The fighting, which also left at least one Azerbaijani soldier dead, broke out on Tuesday in Armenia’s Gegharkunik province bordering the Kelbajar district west of Nagorno-Karabakh. Armenian forces controlled Kelbajar until withdrawing from the mountainous district in December 2020 under the terms of a Russian-brokered ceasefire that stopped a six-week war over Karabakh.
“Up until the signing of that capitulation agreement, until our troops withdrew from Karvachar (Kelbajar) without a single gunshot we had very serious fortifications that made our armed forces much better protected,” said Gegham Manukian of the main opposition Hayastan alliance. “Unfortunately, incomplete border fortifications make Armenian soldiers defending the border a target [of Azerbaijani attacks.]”
“Videos or other information that occasionally emerge [from Armenian border posts] do not testify to a satisfactory state of affairs and systematic [fortification] efforts there … Those efforts have not been adequate, and we now witness their consequences,” Manukian told reporters.
This is why, he said, the Azerbaijani army managed to advance a few kilometers into Armenian territory in Gegharkunik and another province, Syunik, in May.
Armen Khachatrian, a senior lawmaker representing the ruling Civil Contract party, dismissed the opposition criticism. He said that the government has always promptly financed and facilitated the construction of border fortifications initiated by the Armenian military.
Khachatrian insisted that the military has increasingly fortified its new defensive lines in Gegharkunik and Syunik over the past year. He said that Tuesday’s fighting broke out when Azerbaijani forces opened fire to try to stop such work carried out outside Verin Shorzha, a border village in Gegharkunik.
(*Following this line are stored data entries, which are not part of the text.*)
PR #7418, opened 2026-08-06
chore(v4): fix import ordering in local-data-layer test

### LINKED ISSUE #7416: chore: biome check fails on local-data-layer.test.ts; CI lint never runs organizeImports
### What's happening

`biome check` fails on a v4 test file with an import-ordering error. From the repo root:

```
node_modules/.bin/biome check packages/v4/@tinacms/tinacms/src/plugins/content/local/server/local-data-layer.test.ts
```

```
× Import statements could be sorted:

    5 │ - import·{·dispatchContentRequest·}·from·'./content-request';
    6 │ - import·{·createGraphQLPipeline·}·from·'../graphql/graphql-pipeline';
    5 │ + import·{·createGraphQLPipeline·}·from·'../graphql/graphql-pipeline';
    6 │ + import·{·dispatchContentRequest·}·from·'./content-request';
```

### Why CI is green anyway

The lint job's **path scope is fine** — `biome lint ./packages` walks 1876 files and does include `packages/v4/**`. The gap is the **command**:

| CI step | Runs | Covers `organizeImports`? |
|---|---|---|
| `pnpm lint` → `biome lint ./packages ./examples` | lint rules | ❌ |
| `pnpm format` → `biome format --write` + `git diff --exit-code` | formatting | ❌ |

`organizeImports` only runs under `biome check` (= lint + format + organizeImports), and there is no `check` script in `package.json`. So `main` is genuinely green and always has been — this isn't a regression, and it isn't v4-specific.

### Size of the underlying backlog

Repo-wide, `biome check ./packages ./examples` reports **478 errors — all 478 are `organizeImports`**. Zero lint errors, zero format errors:

| Package | Violations |
|---|---|
| `packages/tinacms/src` | 147 |
| `packages/@tinacms/graphql` | 62 |
| `packages/@tinacms/mdx` | 57 |
| `packages/@tinacms/cli` | 35 |
| `packages/@tinacms/search` | 9 |
| `packages/@tinacms/schema-tools` | 7 |
| `packages/v4/@tinacms` | 2 |
| others (≤5 each) | ~159 |

### Scope of this issue

Fix the single file that fails today, so anyone running Biome locally (or via an editor integration that calls `check` rather than `lint`) stops getting a spurious error on a file they didn't touch.

Sweeping all 478 and switching the CI step to `biome check` is a separate call — it wants one mechanical `biome check --write` commit across the repo followed by the CI change, and should be its own issue if we want to go there.

kulesy:
Closes #7416

**TL;DR** Reorder two imports in `local-data-layer.test.ts` so the file passes `biome check`.

**Pain:** the file trips `organizeImports` under `biome check`, so anyone running Biome locally — or through an editor integration that calls `check` rather than `lint` — gets a spurious error on a file they didn't touch. CI never caught it because `pnpm lint` and `pnpm format` don't run `organizeImports` at all, so this sat on `main` unnoticed and trains people to ignore Biome output.

**Solution:** swaps `../graphql/graphql-pipeline` above `./content-request`, exactly what `biome check --write` produces. Behaviour is unchanged: `graphql-pipeline` is `vi.mock`'d (hoisted above all imports) and `content-request` imports it only as a type, so there's no runtime edge between the two.

### DIFF
--- a/packages/v4/@tinacms/tinacms/src/plugins/content/local/server/local-data-layer.test.ts
+++ b/packages/v4/@tinacms/tinacms/src/plugins/content/local/server/local-data-layer.test.ts
@@ -2,8 +2,8 @@ import { promises as fs } from 'node:fs';
 import { tmpdir } from 'node:os';
 import path from 'node:path';
 import { afterEach, beforeEach, describe, expect, it, vi } from 'vitest';
-import { dispatchContentRequest } from './content-request';
 import { createGraphQLPipeline } from '../graphql/graphql-pipeline';
+import { dispatchContentRequest } from './content-request';
 import { type LocalDataLayer, createLocalDataLayer } from './local-data-layer';
 
 vi.mock('../graphql/graphql-pipeline', () => ({


kulesy:
### Verification

- `biome check` on the file — **clean** (was 1 error)
- `pnpm lint` — clean, 1876 files
- `pnpm format` then `git diff` — no diff beyond the one line in this PR
- `vitest run local-data-layer.test.ts` — **37/37 pass**

The test run matters more than the lint result here: reordering imports changes module evaluation order, so it's worth confirming it's inert rather than assuming. It is, for two independent reasons — `vi.mock('../graphql/graphql-pipeline')` is hoisted above all imports by Vitest, and `content-request.ts` pulls in `graphql-pipeline` only via `import type { GraphQLResult }`, which is erased at compile time.

### Follow-up, deliberately not in this PR

Flipping the CI step from `biome lint` to `biome check` would fail immediately on **478 pre-existing `organizeImports` violations** across the repo (breakdown in #7416). They're all mechanically fixable — `biome check --write`, no `--unsafe` needed — but that's one large sweep commit plus a CI change, and it shouldn't ride along on a one-line fix. Worth its own issue if we want to close the gap properly.

The two remaining v4 ones, if someone wants v4 clean on its own: `src/plugins/fields/datetime/datetime-field.test.tsx` and `playground/tina/config.ts`.

kulesy:
Done in https://github.com/tinacms/tinacms/pull/7405

PR #807, opened 2019-10-15
Use dnf instead of yum in Fedora to support Fedora 31 and use command -v instead of which

henrywang:
The `yum` has been removed since Fedora 31.
https://fedoraproject.org/wiki/Releases/31/ChangeSet#Retire_YUM_3
Solution is use `dnf` in Fedora and keep `yum` in RHEL

`which` is non-standard. Use builtin `command -v` instead

### DIFF
--- a/test/vm.install
+++ b/test/vm.install
@@ -15,7 +15,7 @@ if type firewall-cmd >/dev/null 2>&1; then
 fi
 
 # Install nodejs if it does not exist
-which node > /dev/null 2>&1 || yum install -y nodejs
+command -v node > /dev/null 2>&1 || $(command -v dnf || command -v yum) install -y nodejs
 
 # disable https in cockpit and use http instead
 printf "[WebService]\\nAllowUnencrypted=true\\n" > /etc/cockpit/cockpit.conf


henrywang:
@martinpitt, we can Add `fedora-31` in to replace fedora-30 after this PR got merged.

test/vm.install
```diff
@@ -15,7 +15,11 @@ if type firewall-cmd >/dev/null 2>&1; then
 fi
 
 # Install nodejs if it does not exist
-which node > /dev/null 2>&1 || yum install -y nodejs
+if grep -isq fedora /etc/redhat-release; then
+    command -v node > /dev/null 2>&1 || dnf install -y nodejs
+else
+    command -v node > /dev/null 2>&1 || yum install -y nodejs
+fi
```
martinpitt: Could this rather test for `dnf` being available? RHEL 8 also has that. I. e.
```sh
command -v node > /dev/null 2>&1 || $(command -v dnf || command -v yum) install -y nodejs
```

henrywang: Better then `if`. :+1: Thanks @martinpitt.

martinpitt:
node-gyp needing python2 is an unrelated issue. Let's land this for now.

Issue #804, opened 2019-10-11
cockpit-composer PF4 migration - package lists


larskarlitski:
UI in Composer should be migrated to use PatternFly 4 UI components, to improve consistency with other products and take advantages of accessibility improvements.

As a primary focus for migration, all PF3 list views should be migrated to PF4 data list components. For this proposal, the focus will be on lists showing packages. This includes the following:

- Blueprint and Edit blueprint pages - list view of components / dependencies
- Blueprint and Edit blueprint pages - component details view in a panel - list of dependencies
- Blueprint and Edit blueprint pages - component details in an expanded list item - list of dependencies
- Edit blueprint page - list view of available components

The list of package updates in the Pending Changes modal will be included in a later proposal.

PR #814, opened 2019-10-27
Pf4 components list view secondary

jgiardino:
This PR addresses remaining items in #804 and is based on updates made in PR #802.

The list of available components and list of dependencies in the details of an expanded component are migrated from the PF3 to PF4 datalist component.

### DIFF
--- a/components/ListView/ComponentInputs.js
+++ b/components/ListView/ComponentInputs.js
@@ -28,7 +28,8 @@ const messages = defineMessages({
   }
 });
 
-class ComponentInputs extends React.PureComponent {
+// eslint-disable-next-line react/prefer-stateless-function
+class ComponentInputs extends React.Component {
   render() {
     const { components, label } = this.props;
     const { formatMessage } = this.props.intl;
--- a/components/ListView/ComponentInputs.js
+++ b/components/ListView/ComponentInputs.js
@@ -2,6 +2,15 @@ import React from "react";
 import { defineMessages, injectIntl, intlShape } from "react-intl";
 import PropTypes from "prop-types";
 import shortid from "shortid";
+import {
+  DataList,
+  DataListItem,
+  DataListItemRow,
+  DataListCell,
+  DataListItemCells,
+  Tooltip,
+  TooltipPosition
+} from "@patternfly/react-core";
 import ComponentTypeIcons from "./ComponentTypeIcons";
 
 const messages = defineMessages({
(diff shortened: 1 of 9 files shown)


jgiardino:
@henrywang It isn't obvious to me why the tests are failing. Do you have any suggestions? It looks like it can't find the Add or Remove button in the list of Available Components, but I can't figure out what's causing that failure.

BTW, I was thinking I would change this:
```
    if (n !== 0) {
      this.containerSelector = `[data-list='inputs'] [data-input]:nth-child(${n})`;
    } else {
      this.containerSelector = "[data-list='inputs'] [data-input]";
    }
```
to this:
```
    if (n !== 0) {
      this.containerSelector = `[data-list="inputs"] [data-input]:nth-child(${n})`;
    } else {
      this.containerSelector = '[data-list="inputs"] [data-input]';
    }
```
to be consistent with updates in #802, but I don't think that would cause the test failures.

henrywang:
@jgiardino, the case `Selected package icon should have blue border` failed is a bug.
The package in `Available Components` should have a blue border icon if it's added into blueprint. But it still keeps at `not added` icon.
cockpit-composer-bordered-icon

components/ListView/ComponentInputs.js
```diff
@@ -19,178 +28,91 @@ const messages = defineMessages({
...
-  }
-
-  handleEnterKey(event, component) {
-    if (event.which === 13 || event.keyCode === 13) {
-      const { handleComponentDetails } = this.props;
-      handleComponentDetails(event, component);
-    }
-  }
-
+class ComponentInputs extends React.PureComponent {
```
jgiardino: @jkozol The tests fail because changing this component to `React.PureComponent` results in the component not re-rendering when adding/removing components. 

I can change this line to the following to fix the re-render issue, but am wondering if you have any alternate suggestions.
```
// eslint-disable-next-line react/prefer-stateless-function
class ComponentInput extends React.Component {
```

jgiardino: I went ahead and pushed this change, just to see if the tests will pass.

jkozol: This fixed the issue for me and I think is good for now. I think not being able to use a PureComponent here might indicate we should reconsider how we mutate the list of available components.

henrywang:
@jgiardino, my fix works on this PR as well!

components/ListView/ComponentsDataListItem.js
```diff
@@ -0,0 +1,219 @@
...
+            dataListCells={[
+              <DataListCell key="primary" className="cc-component__name">
+                <div>
+                  <a href="#" onClick={e => handleComponentDetails(e, listItem)}>
+                    <strong id={listItem.name} data-component-name>
+                      {listItem.name}
+                    </strong>
+                  </a>
+                </div>
+                <div>{listItem.summary}</div>
```
jkozol: Again, should we consider translating the summaries?

jkozol: Ahh okay. I wasn't sure.

jgiardino:
@jkozol Whenever you get a chance, would you review this again, and could you also trigger the failed edge test?

jgiardino:
> Done (bots/tests-trigger 814). Are you not allowed to? (you should be, you are in the right GitHub team), or perhaps you are just missing the GitHub token setup?

Thanks, @martinpitt! I had tried this in the past, but don't remember what my issue was, and I didn't capture the error message I was getting. I thought it might be related to using a mac, and am slowly working on transitioning over to a thinkpad running fedora, and was going to try to get this working then.

PR #826, opened 2019-11-14
Adds new labels and updates one label for image output options

jgiardino:
New labels are added for alibaba, google, and hyper-v options.

The label for openstack is updated to match what displays in documentation.

This commit addresses issues noted in
https://bugzilla.redhat.com/show_bug.cgi?id=1769154


jgiardino:
Example of menu options in fedora:

image

Issue #718, opened 2019-07-05
Allow user to fix depsolve errors on Edit page


jgiardino:
### Description of problem
When a depsolve error occurs (i.e. a package version doesn't exist in one of the source repos), there is no way in the UI for the user to fix the issue. 

### Steps to Reproduce

1. In the CLI, edit the TOML file for one of the blueprints, and specify a package version that doesn't exist.
2. In the UI, navigate to the Edit page for that blueprint.

### Actual results

Instead of seeing a list of contents for the blueprint, an error message displays using the EmptyState pattern, and lists the packages that are failing.

### Expected results

1. The same error message should display, but it should use an [inline message style](https://www.patternfly.org/v4/documentation/core/components/alert#inline-alert-types), and not the EmptyState. This message should be somewhere above the list of selected packages (either before or after the tabs, depending on what seems to work best).
2. The tabs for "Selected Components" and "Dependencies" should display. We know what the selected components are, so we should be able to list them in the UI, even though depsolving failed. This will allow the user to easily see where the issues are and fix them.
    1.  In the list of selected components, an error icon could display next to the version number.
        - As part of this update, it might be worth considering how version is represented. E.g. do we display both what the user selected for version and the depsolved version?
          - Version 2.3 (2.x) 
            _displays when the package correctly depsolves; the "x" is used here to represent the wildcard asterisk_ 
          - Version ⚠️(2.x)  
            _displays when depsolve fails; the ⚠️is used here to represent an error icon_
    2. The dependencies tab should be disabled since we can't depsolve. Additionally, an error icon can display instead of the badge with number of dependencies.

### Additional info
The user should be able to then modify the version that is saved for a failing package, and see the error message and indications update to not list that package as failing.

The user should see a similar message on the Blueprint page (that is not the Edit page). In that case, the user should see an action in the inline Error message to navigate to the Edit page to fix the issues. 

**This might be a separate issue:** The user should not be able to create an image when depsolve errors exist. I _think_ the best way to handle this is by letting the user open the Create Image modal, and displaying an error message in the modal. This would work well in cases where the user isn't seeing the list of blueprint packages when they choose to open the Create Image modal. **This might be better as a separate issue/PR,** if we need to also add a depsolving action to occur when the user opens the modal from the list of Blueprints.

PR #830, opened 2019-11-21
Allow user to fix depsolve errors on Edit page

jgiardino:
Before this update, if a blueprint had a package with a version that resulted in a depsolve failure, then an error message would display in the Edit page, and the only workaround for fixing the error is by editing the TOML file through the cli.

This update still displays the error message, but also includes the list of selected components so that the user can find the component that is mentioned in the error and resolve the issue by either removing the component or selecting a different version.

~Still to be included is the last statement in issue #718 (i.e. preventing the user from creating an image when an error exists).~ Going to defer this to a future PR.

Some ways to test this:
1. Add the package "soletta" to a blueprint. In this case, dependencies required by soletta are missing and will return an error. But the list of packages are still displayed. In this case, you will also see the Undo action display in the alert.
2. Edit the toml file of a blueprint to have bad version numbers for packages (or navigate to the Edit page for the atlas blueprint, which has old version numbers defined).

### DIFF
--- a/components/ListView/BlueprintContents.js
+++ b/components/ListView/BlueprintContents.js
@@ -1,7 +1,7 @@
 import React from "react";
 import { defineMessages, injectIntl, intlShape, FormattedMessage } from "react-intl";
 import PropTypes from "prop-types";
-import { DataList } from "@patternfly/react-core";
+import { DataList, Alert } from "@patternfly/react-core";
 import { Tabs, Tab } from "patternfly-react";
 import ComponentsDataListItem from "./ComponentsDataListItem";
 import DependencyListView from "./DependencyListView";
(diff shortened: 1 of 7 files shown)


jgiardino:
This is ready for review. After chatting with @larskarlitski, I'm going to create a separate PR to add the ability to block image creation when a depsolve failure occurs.

Please let me know if any updates are needed.
Thanks!

jkozol:
This looks good to me. I have two things which I think are fine to add in separate PRs. 

1) I think we should display a similar error on the packages tab of the blueprint details page. Maybe it could direct the user to navigate to the edit blueprint page to fix the issue.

Khachatrian and other pro-government parliamentarians regularly visit Armenian army positions at this and other sections of the volatile frontier. By contrast, their opposition colleagues have been repeatedly denied permission to inspect border posts and their defensive facilities.
Manukian said that he and other deputies from Hayastan, which has the second largest group in the National Assembly, have again asked the Defense Ministry to allow them to visit the border later this month. The ministry has not yet replied to the request, he said.
The military has also seriously restricted independent and pro-opposition media’s access to border areas.